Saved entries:

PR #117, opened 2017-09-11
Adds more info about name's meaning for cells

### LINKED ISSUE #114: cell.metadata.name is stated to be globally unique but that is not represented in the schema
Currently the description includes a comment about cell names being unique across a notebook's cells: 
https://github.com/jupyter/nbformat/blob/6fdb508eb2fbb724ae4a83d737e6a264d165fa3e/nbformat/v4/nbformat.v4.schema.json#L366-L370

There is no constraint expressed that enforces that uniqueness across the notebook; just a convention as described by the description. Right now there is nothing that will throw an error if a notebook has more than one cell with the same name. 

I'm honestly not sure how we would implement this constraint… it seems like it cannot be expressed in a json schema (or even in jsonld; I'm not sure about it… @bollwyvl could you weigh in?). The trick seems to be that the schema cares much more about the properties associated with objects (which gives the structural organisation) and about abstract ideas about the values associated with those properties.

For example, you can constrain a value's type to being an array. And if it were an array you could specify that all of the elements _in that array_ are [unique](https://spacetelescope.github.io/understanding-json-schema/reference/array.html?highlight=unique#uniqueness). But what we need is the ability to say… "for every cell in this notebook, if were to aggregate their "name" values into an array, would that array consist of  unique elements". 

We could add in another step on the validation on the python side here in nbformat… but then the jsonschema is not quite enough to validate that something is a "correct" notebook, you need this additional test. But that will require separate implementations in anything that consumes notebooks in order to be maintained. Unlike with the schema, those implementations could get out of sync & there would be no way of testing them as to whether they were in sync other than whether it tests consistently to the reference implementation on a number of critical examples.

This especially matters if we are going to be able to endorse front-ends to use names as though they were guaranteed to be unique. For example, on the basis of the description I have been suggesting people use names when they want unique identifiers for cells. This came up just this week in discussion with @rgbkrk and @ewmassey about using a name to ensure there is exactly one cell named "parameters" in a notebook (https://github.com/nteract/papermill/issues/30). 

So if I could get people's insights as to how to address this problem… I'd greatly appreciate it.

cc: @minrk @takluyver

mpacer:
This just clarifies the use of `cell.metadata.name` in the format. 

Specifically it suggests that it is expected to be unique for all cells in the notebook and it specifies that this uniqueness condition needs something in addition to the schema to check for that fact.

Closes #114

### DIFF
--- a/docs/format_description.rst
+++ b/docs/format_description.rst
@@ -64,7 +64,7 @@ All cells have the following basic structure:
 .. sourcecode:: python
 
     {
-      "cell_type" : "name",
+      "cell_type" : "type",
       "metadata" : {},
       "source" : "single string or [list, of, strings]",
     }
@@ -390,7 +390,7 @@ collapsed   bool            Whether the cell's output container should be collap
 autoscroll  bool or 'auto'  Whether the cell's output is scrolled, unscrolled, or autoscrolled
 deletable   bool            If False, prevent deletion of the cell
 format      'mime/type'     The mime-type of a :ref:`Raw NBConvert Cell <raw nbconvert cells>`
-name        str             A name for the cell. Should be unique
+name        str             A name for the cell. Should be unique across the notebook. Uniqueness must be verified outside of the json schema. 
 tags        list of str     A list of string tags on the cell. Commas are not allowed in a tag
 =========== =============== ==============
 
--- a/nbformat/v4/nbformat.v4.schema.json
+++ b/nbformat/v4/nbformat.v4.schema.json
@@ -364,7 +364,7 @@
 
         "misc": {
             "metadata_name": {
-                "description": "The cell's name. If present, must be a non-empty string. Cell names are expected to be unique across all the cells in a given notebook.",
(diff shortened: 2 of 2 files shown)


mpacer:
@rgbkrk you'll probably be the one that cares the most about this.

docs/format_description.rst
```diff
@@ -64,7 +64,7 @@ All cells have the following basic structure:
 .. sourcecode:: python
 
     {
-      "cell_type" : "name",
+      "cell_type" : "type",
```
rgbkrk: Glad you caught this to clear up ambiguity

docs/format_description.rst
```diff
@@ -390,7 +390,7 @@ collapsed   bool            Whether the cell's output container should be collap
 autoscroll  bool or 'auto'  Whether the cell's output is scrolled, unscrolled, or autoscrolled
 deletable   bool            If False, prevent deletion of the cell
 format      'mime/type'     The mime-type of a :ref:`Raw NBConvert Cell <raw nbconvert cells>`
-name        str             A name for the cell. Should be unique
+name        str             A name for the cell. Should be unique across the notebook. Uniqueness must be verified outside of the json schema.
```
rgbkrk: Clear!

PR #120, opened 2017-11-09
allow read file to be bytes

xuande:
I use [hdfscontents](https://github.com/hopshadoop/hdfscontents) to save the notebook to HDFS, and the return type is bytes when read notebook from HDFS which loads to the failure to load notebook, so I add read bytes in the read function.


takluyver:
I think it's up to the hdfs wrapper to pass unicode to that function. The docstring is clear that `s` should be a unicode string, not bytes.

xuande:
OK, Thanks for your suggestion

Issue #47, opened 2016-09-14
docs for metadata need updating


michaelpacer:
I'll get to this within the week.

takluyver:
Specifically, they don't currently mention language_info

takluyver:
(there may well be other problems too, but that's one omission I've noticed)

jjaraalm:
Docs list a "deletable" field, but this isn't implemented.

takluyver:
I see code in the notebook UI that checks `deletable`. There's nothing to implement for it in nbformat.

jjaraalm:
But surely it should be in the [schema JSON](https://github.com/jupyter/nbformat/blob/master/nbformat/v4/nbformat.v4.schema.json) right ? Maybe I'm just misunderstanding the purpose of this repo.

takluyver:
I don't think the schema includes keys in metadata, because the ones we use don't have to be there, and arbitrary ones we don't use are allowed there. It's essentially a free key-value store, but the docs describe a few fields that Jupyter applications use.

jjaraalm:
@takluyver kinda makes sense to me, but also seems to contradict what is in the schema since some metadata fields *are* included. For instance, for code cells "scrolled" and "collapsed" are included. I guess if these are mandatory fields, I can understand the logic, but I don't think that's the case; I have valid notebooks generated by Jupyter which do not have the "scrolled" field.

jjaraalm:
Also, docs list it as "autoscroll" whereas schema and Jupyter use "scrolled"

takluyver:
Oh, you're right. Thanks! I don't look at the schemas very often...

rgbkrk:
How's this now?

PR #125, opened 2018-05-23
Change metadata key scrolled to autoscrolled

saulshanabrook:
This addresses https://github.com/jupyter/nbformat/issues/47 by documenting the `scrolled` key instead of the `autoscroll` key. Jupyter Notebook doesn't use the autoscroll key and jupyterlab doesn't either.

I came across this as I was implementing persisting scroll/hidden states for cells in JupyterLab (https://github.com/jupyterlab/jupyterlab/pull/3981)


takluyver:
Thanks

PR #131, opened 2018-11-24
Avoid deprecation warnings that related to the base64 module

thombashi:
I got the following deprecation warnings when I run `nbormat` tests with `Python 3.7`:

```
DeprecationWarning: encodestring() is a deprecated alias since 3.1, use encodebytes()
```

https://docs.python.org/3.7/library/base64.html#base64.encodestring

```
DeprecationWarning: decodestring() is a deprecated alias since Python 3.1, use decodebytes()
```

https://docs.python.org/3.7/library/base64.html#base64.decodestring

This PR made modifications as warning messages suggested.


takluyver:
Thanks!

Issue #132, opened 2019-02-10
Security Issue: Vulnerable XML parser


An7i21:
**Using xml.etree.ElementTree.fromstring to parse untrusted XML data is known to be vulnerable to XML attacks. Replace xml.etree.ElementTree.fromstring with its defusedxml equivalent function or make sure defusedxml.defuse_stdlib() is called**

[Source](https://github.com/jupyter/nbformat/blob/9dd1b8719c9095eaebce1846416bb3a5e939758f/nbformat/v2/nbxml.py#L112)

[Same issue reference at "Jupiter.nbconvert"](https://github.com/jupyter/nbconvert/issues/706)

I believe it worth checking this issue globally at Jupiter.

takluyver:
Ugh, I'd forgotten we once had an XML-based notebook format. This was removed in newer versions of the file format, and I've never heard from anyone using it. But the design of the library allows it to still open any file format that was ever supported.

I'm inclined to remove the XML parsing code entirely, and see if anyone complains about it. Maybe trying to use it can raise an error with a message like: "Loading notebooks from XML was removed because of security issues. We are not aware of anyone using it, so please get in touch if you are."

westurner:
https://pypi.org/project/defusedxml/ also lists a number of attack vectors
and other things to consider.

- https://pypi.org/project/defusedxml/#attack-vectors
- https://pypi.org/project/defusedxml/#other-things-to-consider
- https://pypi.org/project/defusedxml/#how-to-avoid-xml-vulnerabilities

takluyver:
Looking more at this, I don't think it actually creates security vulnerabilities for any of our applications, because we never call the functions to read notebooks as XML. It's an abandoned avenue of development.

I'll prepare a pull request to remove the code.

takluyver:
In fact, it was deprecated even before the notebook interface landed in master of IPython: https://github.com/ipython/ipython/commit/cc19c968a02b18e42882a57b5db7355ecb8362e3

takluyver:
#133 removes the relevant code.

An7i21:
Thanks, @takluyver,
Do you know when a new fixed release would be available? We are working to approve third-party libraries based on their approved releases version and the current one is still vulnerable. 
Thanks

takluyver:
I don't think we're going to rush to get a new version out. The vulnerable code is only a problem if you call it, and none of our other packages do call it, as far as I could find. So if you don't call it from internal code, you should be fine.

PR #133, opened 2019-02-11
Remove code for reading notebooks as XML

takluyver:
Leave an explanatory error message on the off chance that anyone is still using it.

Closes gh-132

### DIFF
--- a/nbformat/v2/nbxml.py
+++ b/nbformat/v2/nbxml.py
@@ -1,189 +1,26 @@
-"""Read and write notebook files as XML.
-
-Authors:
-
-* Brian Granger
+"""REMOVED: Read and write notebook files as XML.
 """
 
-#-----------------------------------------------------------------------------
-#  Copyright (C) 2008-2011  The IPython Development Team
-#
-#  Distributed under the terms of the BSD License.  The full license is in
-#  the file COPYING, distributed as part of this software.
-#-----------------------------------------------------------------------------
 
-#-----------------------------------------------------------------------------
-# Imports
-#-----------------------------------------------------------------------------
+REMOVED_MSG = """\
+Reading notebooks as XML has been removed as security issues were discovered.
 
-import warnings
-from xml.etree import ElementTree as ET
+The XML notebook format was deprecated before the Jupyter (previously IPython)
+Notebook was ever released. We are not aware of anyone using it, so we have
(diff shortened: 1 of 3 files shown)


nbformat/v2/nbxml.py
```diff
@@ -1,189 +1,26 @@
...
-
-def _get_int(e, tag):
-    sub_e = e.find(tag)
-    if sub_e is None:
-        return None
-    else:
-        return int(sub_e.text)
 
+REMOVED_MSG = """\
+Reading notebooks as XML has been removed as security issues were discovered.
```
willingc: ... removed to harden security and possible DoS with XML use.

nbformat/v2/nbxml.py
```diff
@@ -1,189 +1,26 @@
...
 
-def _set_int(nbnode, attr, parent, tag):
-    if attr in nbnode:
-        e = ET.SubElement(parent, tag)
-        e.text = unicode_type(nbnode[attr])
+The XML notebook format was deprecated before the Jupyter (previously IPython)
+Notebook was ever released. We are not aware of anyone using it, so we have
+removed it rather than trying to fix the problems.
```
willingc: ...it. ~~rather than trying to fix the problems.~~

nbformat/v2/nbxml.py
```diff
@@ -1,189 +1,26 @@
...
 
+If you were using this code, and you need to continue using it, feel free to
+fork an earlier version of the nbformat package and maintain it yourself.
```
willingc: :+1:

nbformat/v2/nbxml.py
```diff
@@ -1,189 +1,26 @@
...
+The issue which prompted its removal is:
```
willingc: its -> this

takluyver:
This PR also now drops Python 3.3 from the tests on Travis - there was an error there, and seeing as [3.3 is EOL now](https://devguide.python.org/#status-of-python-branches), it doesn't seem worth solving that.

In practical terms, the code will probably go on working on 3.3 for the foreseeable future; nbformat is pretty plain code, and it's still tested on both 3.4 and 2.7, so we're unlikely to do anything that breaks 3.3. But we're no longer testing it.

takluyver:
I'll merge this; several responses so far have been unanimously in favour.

#### [WORK ORDER]
The lines from the top of the data above down to the line containing "There is no constraint" are to be copied exactly; no other line should appear.

#### [YOUR RESPONSE]
PR #117, opened 2017-09-11
Adds more info about name's meaning for cells

### LINKED ISSUE #114: cell.metadata.name is stated to be globally unique but that is not represented in the schema
Currently the description includes a comment about cell names being unique across a notebook's cells: 
https://github.com/jupyter/nbformat/blob/6fdb508eb2fbb724ae4a83d737e6a264d165fa3e/nbformat/v4/nbformat.v4.schema.json#L366-L370

There is no constraint expressed that enforces that uniqueness across the notebook; just a convention as described by the description. Right now there is nothing that will throw an error if a notebook has more than one cell with the same name. 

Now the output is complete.